Formulation of release modulated meloxicam CoDDS dually coated with EC containing PEG and Eudragit^® FS 30D, exhibited a promising colon targeting performance during in vitro and in vivo studies. The dissolution rate of a poorly soluble acidic drug meloxicam was improved by incorporation of a buffering agent into the formulation. The in vivo pharmacokinetic study in rabbits revealed that there is a significant (p < 0.01) difference between the t_max and T_{Lag time} of uncoated and coated tablets.
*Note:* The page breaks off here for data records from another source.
PR #799, opened 2020-08-08
relay: Add test framework to validate arg2 modification

prashantv:
This adds a test that can be used for arg2 modification tests for
different cases such as:
 * Payload sizes
 * Header sizes
 * Different checksum
 * Different header modifications
 * App error bit set

Enable the "no-op" test, which ensures that without modification, the
server/client validations work as expected (the body/payloads are as
expected, the transport headers such as format match, etc).

### DIFF
--- a/relay_test.go
+++ b/relay_test.go
@@ -1364,8 +1364,6 @@ func inspectFrames(rh *relaytest.StubRelayHost) chan relay.CallFrame {
 }
 
 func TestRelayModifyArg2(t *testing.T) {
-	// largeKey := testutils.RandString(378)
-	// largeVal := testutils.RandString(65000)
 	largePayload := testutils.RandString(1024)
 
 	modifyTests := []struct {
@@ -1381,7 +1379,8 @@ func TestRelayModifyArg2(t *testing.T) {
 				// no change
 			},
 		},
-		// TODO(echung): Enable once we have frame modification.
+		// Example test showing how modifications should be tested.
+		// TODO(echung): Enable and add more modification tests.
 		// {
 		// 	msg: "add small key/value",
 		// 	modifyFrame: func(cf relay.CallFrame, _ *relay.Conn) {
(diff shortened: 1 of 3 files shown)


relay_test.go
```diff
@@ -1361,3 +1362,207 @@ func inspectFrames(rh *relaytest.StubRelayHost) chan relay.CallFrame {
 	})
 	return frameCh
 }
+
+func TestRelayModifyArg2(t *testing.T) {
+	// largeKey := testutils.RandString(378)
```
cinchurge, line 1367: let's add a TODO here as well so it doesn't look like an accidental debug change

cinchurge: actually on second thought, can we just remove the large key/val code altogether? I already have it in my branch so I can add it back in a follow-up diff. leaving commented code around like this feels weird.

relay_test.go
```diff
@@ -1361,3 +1362,207 @@ func inspectFrames(rh *relaytest.StubRelayHost) chan relay.CallFrame {
...
+					}
+
+					ctx, cancel := NewContextBuilder(testutils.Timeout(time.Second)).
+						SetFormat(format).Build()
+					defer cancel()
+
+					// Make calls with different payloads and expected errors.
+					for _, aet := range appErrTests {
+						for _, tt := range payloadTests {
+							arg2Encoded := encodeThriftHeaders(t, tt.arg2)
```
cinchurge, line 1498: can we use subtests here as well so it's easier to run only specific test cases?

relay_test.go
prashantv: Yeah, I'll delete this, and just leave the "small modification" as an example with a comment, and delete the rest.

relay_test.go
prashantv: Sure, added messages, it looks like:
```
=== RUN   TestRelayModifyArg2/no_change/checksum=crc32/with_relay/app_error_bit,no_payload
=== RUN   TestRelayModifyArg2/no_change/checksum=crc32/with_relay/app_error_bit,small_payloads
=== RUN   TestRelayModifyArg2/no_change/checksum=crc32/with_relay/app_error_bit,large_payloads
```

PR #10784, opened 2026-05-10
feat(auth,irc-gateway): provider username strict + GoTrue access-token hook

h0lybyte:
## Summary

Two follow-ups stacked on top of the merged JWT \`aud\` fix (#10749, #10751). Both target the IRC username problem where browsers connected as junk nicks like \`adminkbvecom\` derived from email.

### 1. irc-gateway: provider username strict mode

- Drop email/sub fallbacks. Nick is sourced only from Supabase metadata, in priority: \`kbve_username\` → \`user_metadata.preferred_username\` → \`user_metadata.user_name\` → \`user_metadata.nickname\`.
- \`Claims::irc_nick()\` now returns \`Option<String>\`. When \`None\`, both /ws and the IRC TCP gateway refuse the connection — /ws returns 403 with a human-readable reason; IRC sends a NOTICE then closes.
- Sanitizer keeps a-z, A-Z, 0-9, '_', '-', truncates to 16 chars, and prefixes leading digits with '_'.

### 2. GoTrue Custom Access Token hook (\`profile.username\` → JWT)

New migration: \`packages/data/sql/dbmate/migrations/20260510210000_profile_custom_access_token_hook.sql\`

- \`public.custom_access_token_hook(event jsonb) returns jsonb\` — \`SECURITY DEFINER\`, owned by \`supabase_auth_admin\`, locked search_path. Reads \`profile.username\` by \`event->>'user_id'\`, writes \`kbve_username\` into the JWT claims, returns the mutated event.
- Fail-soft on malformed user_id (\`invalid_text_representation\` → return event untouched).
- Strips a stale \`kbve_username\` when the user has no profile row, so claims always reflect DB state.
- Grants USAGE on \`public\` + \`profile\` to \`supabase_auth_admin\`, plus SELECT on \`profile.username\` and a permissive RLS policy (table is otherwise service_role only).
- Verification block asserts every required privilege exists and that anon/authenticated/public can't execute the hook.
- Down migration drops the function, policy, table/schema grants on \`profile\`, but deliberately keeps USAGE on \`public\` — that grant is shared infra this migration does not own.

GoTrue manifest (\`apps/kube/auth/manifests/supabase-gotrue-auth.yaml\`):
\`\`\`yaml
- name: GOTRUE_HOOK_CUSTOM_ACCESS_TOKEN_ENABLED
  value: 'true'
- name: GOTRUE_HOOK_CUSTOM_ACCESS_TOKEN_URI
  value: 'pg-functions://postgres/public/custom_access_token_hook'
\`\`\`

irc-gateway: adds top-level \`Claims.kbve_username\` and prepends it to the \`irc_nick()\` priority. Two new tests cover \"kbve_username wins\" and \"empty kbve_username falls through\".

## Rollout order

1. Apply migration via dbmate (function exists, hook still off — harmless).
2. Apply GoTrue manifest. Pod restart picks up the URI; new JWTs carry \`kbve_username\`.
3. Merge this PR. CI/CD rebuilds irc-gateway image; gateway prefers \`kbve_username\`.

Existing JWTs predate the hook → fall through to user_metadata until next refresh (default lifetime ~1h).

## Test plan

- [x] \`cargo test --bin irc-gateway auth::jwt\` — 26 passed locally
- [x] \`cargo build --bin irc-gateway\` clean
- [ ] Apply migration to supabase DB, verify \`SELECT public.custom_access_token_hook('{...}'::jsonb);\` returns expected event
- [ ] Roll GoTrue, sign in fresh, decode access token, confirm \`kbve_username\`
- [ ] Roll irc-gateway image, connect to chat.kbve.com/chat, confirm nick = canonical username
- [ ] User without \`profile.username\` row: confirm 403 + reason on /ws (not 1006)

### DIFF
--- a/apps/irc/irc-gateway/src/auth/jwt.rs
+++ b/apps/irc/irc-gateway/src/auth/jwt.rs
@@ -32,6 +32,8 @@ pub struct Claims {
     #[serde(default)]
     pub aud: Option<String>,
     #[serde(default)]
+    pub kbve_username: Option<String>,
+    #[serde(default)]
     pub user_metadata: UserMetadata,
     pub exp: u64,
     pub iat: u64,
@@ -40,6 +42,7 @@ pub struct Claims {
 impl Claims {
     pub fn irc_nick(&self) -> Option<String> {
         let candidates = [
+            self.kbve_username.as_deref(),
             self.user_metadata.preferred_username.as_deref(),
             self.user_metadata.user_name.as_deref(),
             self.user_metadata.nickname.as_deref(),
@@ -148,6 +151,7 @@ mod tests {
             email: Some(format!("{sub}@example.com")),
             role: Some("authenticated".to_string()),
             aud: aud.map(String::from),
+            kbve_username: None,
             user_metadata: UserMetadata::default(),
             exp,
             iat,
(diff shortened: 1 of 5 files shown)


h0lybyte:
Superseded — resubmitted as the rebased state of #10781 (same branch atom-05100033-irc-gateway-jwt-aud-fix).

The C_max and AUC parameters revealed no significant difference (p > 0.01), indicating that the coating applied did not have a critical influence on the relative bioavailability of meloxicam. The optimized batch showed a lag time of 5 h in vitro and 4.67 ± 0.58 h in vivo, demonstrating the colonic targeting of the novel pH and time dependent system. Thus, it can be concluded that the meloxicam-loaded CoDDS exhibited a promising colonic targeting and hence may be used for prophylaxis of colorectal cancer.

Declaration of interest

The authors report no conflicts of interest. The authors alone are responsible for the content and writing of the paper.